In consequence, few stores choose to locate in poor inner-city neighborhoods. Particularly in the context of grocery stores, this phenomenon has been studied extensively, and the term “[food desert” has been used to describe urban areas whose residents have no convenient access to fresh food. This location bias is less studied for retail stores overall.

Target Store.   Mike Mozart   CC-BY-2.0

Target Store.   Mike Mozart   CC-BY-2.0

As an indicative example, I looked at the 55 Michigan locations of Target, a large comprehensive retail chain. When I sorted every Michigan ZIP code based on whether its average income was in the top half or bottom half statewide, I found that only 16 of the Target stores (29 percent) were in ZIP codes from the lower income group. More than twice as many, 39 stores, were sited in ZIP codes from the more affluent half. See detailed data.

Moreover, there are no Target stores in the city of Detroit, though there are several in its (wealthier) suburbs. Yet there has been no popular outcry alleging Target unfairly discriminates against poor people in its store location decisions. There are two main reasons the concerns about Amazon are justified: rigidity and dominance.

Rigidity has to do with both the online retailer’s decision-making processes and with the result. Amazon decides which ZIP codes are in its service area. If a customer lives just across the street from the boundary set by Amazon, she is outside the service area and can do little about it. By contrast, someone who lives in a ZIP code without a Target store can still shop at Target – though it may take longer to get there.

It also matters how dominant a retailer is in consumers’ minds. Whereas Target is only one of many physical store chains, Amazon enjoys market dominance as a web retailer, and hence attracts more attention. Such dominance is a characteristic of today’s winner-takes-all web businesses.

There are other factors that play into this specific situation. For example, that the same delivery service was offered at no additional cost to Amazon Prime subscribers, who pay a fixed annual fee for their Prime subscription. So a customer living outside the same day service area pays exactly the same price for a Prime subscription as a customer living in the service area but gets less benefits in return.

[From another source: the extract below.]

PR #554, opened 2018-11-24
[server_time] sneak in server-time extension.

itsjohncs:
This script implements IRCv3's server-time extension for most users'
purposes. For example, ZNC users can use this plugin to get clean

Similarly, Amazon does not provide same day delivery service to rural areas, and may never get around to doing so. Yet, no one is accusing them of discrimination against rural customers.

While their rigidity and dominance may cause us greater concern about online businesses, we also are better able to detect their discrimination than we are for brick-and-mortar shops. For a traditional chain store, we need to guess how far consumers are willing to travel. We may also need to be cognizant of time: Five miles to the next freeway exit is not the same thing as five miles via congested streets to the other side of town. Furthermore, travel time itself can vary widely depending on the time of day. After identifying the likely areas a store serves, they may not map neatly into geographic units for which we have statistics about race or income. In short, the analysis is messy and requires much effort.

A Typical Coverage Map for a Physical Store.  This one is for PaintCare recycling locations in Washington State.   Anthony Smith   CC-BY-NC-ND-2.0

A Typical Coverage Map for a Physical Store.  This one is for PaintCare recycling locations in Washington State.   Anthony Smith   CC-BY-NC-ND-2.0

In contrast, it would have taken journalists at Bloomberg only a few hours to develop a map of Amazon’s service area and correlate it with income or race. If Amazon had done this internally, they could have performed the same analysis in just minutes – and perhaps noticed the problems and fixed them before same-day service even began.

The use of information technology seems to make lines brighter, differences starker and data about all of this much more easily available. What could be brushed under the rug yesterday now clamors for attention. As we find more and more uses for data-driven algorithms, it is not yet common to analyze their fairness, particularly before the roll out of a new data-based service. Making it so will go a long way to measuring, and improving, the fairness of these increasingly important computerized calculations.